Code for the Second Arduino:

#include <SoftwareSerial.h> //using software serial so as not to conflict with serial download
SoftwareSerial mySerial(12,13); // RX, TX
SoftwareSerial mySerial2(10,11);
/// this sketch is the receiver for green led, master for red led.

int testvalue = 0;
int LEDpin = 9;
int y;

void setup() {

mySerial.begin(9600); //setup software serial
mySerial2.begin(9600);
Serial.begin(9600); //setup serial monitor
pinMode(9,OUTPUT);
}

void loop() {

// receiver code here
mySerial.listen();
if(mySerial.isListening()){
while (mySerial.available() == 0) { }
testvalue = mySerial.parseInt();
//print received values to serial monitor
Serial.println(testvalue);
Serial.println(” “); // print tab for readability
// Serial.println(potpinValue);
if(testvalue >= 125){
digitalWrite(9,HIGH);
}else{
digitalWrite(9,LOW);
}

delay(200);
}

//// master code for red led here
mySerial2.listen();
y = map(analogRead(A0),0,1023,0,255);
mySerial2.print(y);
Serial.println(y);

mySerial2.print(” “);
delay(200);
}

Code for the Third Arduino:

#include <SoftwareSerial.h> //using software serial so as not to conflict with serial download
// third slave board
SoftwareSerial mySerial2(10,11);
SoftwareSerial mySerial3(12,13);
/// this sketch is the receiver for red led, master for yellow led.
int testvalue2 = 0;
int LEDpin = 3;
int y;

void setup() {
//setup software serial
mySerial3.begin(9600);
mySerial2.begin(9600);
Serial.begin(9600); //setup serial monitor
pinMode(LEDpin,OUTPUT);
}

void loop() {
mySerial2.listen();
if(mySerial2.isListening()){
while (mySerial2.available() == 0) { }
testvalue2 = mySerial2.parseInt();

// receiver code here
//print received values to serial monitor
Serial.println(testvalue2);
Serial.print(” “); // print tab for readability
if(testvalue2 >= 125){
digitalWrite(LEDpin,HIGH);
}else{
digitalWrite(LEDpin,LOW);
}
delay(200);
}

////// master code for yellow led here
mySerial3.listen();
y = map(analogRead(A0),0,1023,0,255);
mySerial3.print(y);
Serial.println(y);

mySerial3.print(” “);

delay(200);
}

Code for the Fourth Arduino:

#include <SoftwareSerial.h> //using software serial so as not to conflict with serial download
// forth slave board
SoftwareSerial mySerial3(12,13);
SoftwareSerial mySerial4(10,11);
/// this sketch is the receiver for yellow led, master for blue led.
int testvalue3 = 0;
int LEDpin = 6;
int y;

void setup() {

//setup software serial
mySerial4.begin(9600);
mySerial3.begin(9600);
Serial.begin(9600); //setup serial monitor
pinMode(LEDpin,OUTPUT);
}

void loop() {

mySerial3.listen();
if(mySerial3.isListening()){
while (mySerial3.available() == 0) { }
testvalue3 = mySerial3.parseInt();

// receiver code here
//print received values to serial monitor
Serial.println(testvalue3);
Serial.print(” “); // print tab for readability
if(testvalue3 >= 125){
digitalWrite(LEDpin,HIGH);
}else{
digitalWrite(LEDpin,LOW);
}
delay(200);
}

////// master code for blue led here

mySerial4.listen();
y = map(analogRead(A0),0,1023,0,255);
mySerial4.print(y);
Serial.println(y);

mySerial4.print(” “);

delay(200);
}

Reference:

http://designbuildcode.weebly.com/software-serial-two-arduinos.html
https://www.arduino.cc/en/Reference/softwareSerial
https://www.arduino.cc/en/Tutorial/LibraryExamples/TwoPortReceive

TinkerCad Schematic

 

Reflection Summary

There is a transition from an object-oriented to a systems-oriented culture.
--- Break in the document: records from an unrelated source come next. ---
PR #14879, opened 2024-02-28
Implementation/50915 send an email with the information and how to fix it

apfohl:
https://community.openproject.org/projects/openproject/work_packages/50915/activity

This PR introduces sending of notification mails for the storages health status.

- The storage jobs are now sending two kind of events:
  - `STORAGE_TURNED_UNHEALTHY`
  - `STORAGE_TURNED_HEALTHY`
- Events are received via storage engine and passed to the new `HealthService`
- `HealthService` handles send logic and triggers new `StoragesMailer`


config/environments/development.rb
```diff
@@ -109,6 +109,7 @@
 
   # Send mails to browser window
   config.action_mailer.delivery_method = :letter_opener
```
ba1ash: This line seems to be obsolete in favor of the next one.
```suggestion
```

config/environments/development.rb
```diff
@@ -109,6 +109,7 @@
...
+  config.action_mailer.delivery_method = File.exist?('/.dockerenv') ? :letter_opener_web : :letter_opener
```
ba1ash: Why not to set it to `letter_opener_web` for docker based dev env and not docker based? Then it would be simpler and dev experience will be same.

modules/storages/app/services/storages/health/health_service.rb
```diff
@@ -0,0 +1,76 @@
...
+#
+# You should have received a copy of the GNU General Public License
+# along with this program; if not, write to the Free Software
+# Foundation, Inc., 51 Franklin Street, Fifth Floor, Boston, MA  02110-1301, USA.
+#
+# See COPYRIGHT and LICENSE files for more details.
+#++
+
+module Storages
+  module Health
```
ba1ash: I suggest removing this namespace and have just 'Storages::HealthService`

modules/storages/app/workers/storages/health_status_mailer_job.rb
```diff
@@ -0,0 +1,53 @@
...
+
+module Storages
+  class HealthStatusMailerJob < ApplicationJob
+    def perform(admins:, storage:)
+      if storage.health_healthy?
+        return
+      end
+
+      admins.each do |admin|
+        Storages::StoragesMailer.notify_unhealthy(admin, storage).deliver_now
```
ba1ash: Probably, should be `deliver_later`. What happens to other deliveries if one `deliver_now` fails with Timeout, for instance?

modules/storages/app/workers/storages/health_status_mailer_job.rb
```diff
@@ -0,0 +1,53 @@
...
+# You should have received a copy of the GNU General Public License
+# along with this program; if not, write to the Free Software
+# Foundation, Inc., 51 Franklin Street, Fifth Floor, Boston, MA  02110-1301, USA.
+#
+# See COPYRIGHT and LICENSE files for more details.
+#++
+
+module Storages
+  class HealthStatusMailerJob < ApplicationJob
+    def perform(admins:, storage:)
```
ba1ash: I assume it is not correct to pass predefined set of admins as a parameter to the job, because job scheduling can happen on one day and execution on the next one, but during this time a set of admins can easily change(user has been promoted to admin, admin has been removed from the system etc.). Due to that I suggest query admins at the job runtime.

modules/storages/app/workers/storages/health_status_mailer_job.rb
```diff
@@ -0,0 +1,53 @@
...
+      if storage.health_healthy?
```
ba1ash: It should be check that storage is actually present in the database here. Because it can be removed after the job has been scheduled.

modules/storages/app/services/storages/health/health_service.rb
```diff
@@ -0,0 +1,76 @@
...
+        admin_users.each do |admin|
+          ::Storages::StoragesMailer.notify_healthy(admin, @storage, reason).deliver_later if was_unhealthy
+        end
+      end
+
+      def unhealthy(reason:)
+        last_reason = @storage.health_reason
+        @storage.mark_as_unhealthy(reason:)
+
+        if @storage.health_reason != last_reason
```
ba1ash: It seems like we have similar logic for checking whether health_reason is same or not inside `Storages::Storage` model. Therefore it seems like a duplication. Should we try to do it in one place?

modules/storages/app/services/storages/health/health_service.rb
```diff
@@ -0,0 +1,76 @@
...
+      end
+
+      def healthy
+        was_unhealthy = @storage.health_unhealthy?
+        reason = @storage.health_reason
+
+        @storage.mark_as_healthy
+
+        admin_users.each do |admin|
+          ::Storages::StoragesMailer.notify_healthy(admin, @storage, reason).deliver_later if was_unhealthy
```
ba1ash: We have a check inside `Storages::Storage#mark_as_healthy` if it was healthy before. For me it seems like a duplication. Does not it?

ba1ash (changes requested):
- `/letter_opener` page needs inline scripts execution to be allowed by CSP. I beleive this leads to some UI functions being broken.
letter_opener_content_security

config/environments/development.rb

In a system-oriented culture, technological shifts change the way we view and define art. Instead of ideology, technology allows us to focus on the expression of information through the context of systems, which encompass all living situations, activities, and environments. In a system-oriented culture, art has no boundary, no limit, no fixed rules, and no visual concerns. The output or result of art is equally important to the process and techniques. Art no longer resides in material entities, but in human performance, interaction, experience, and relationships with the environment.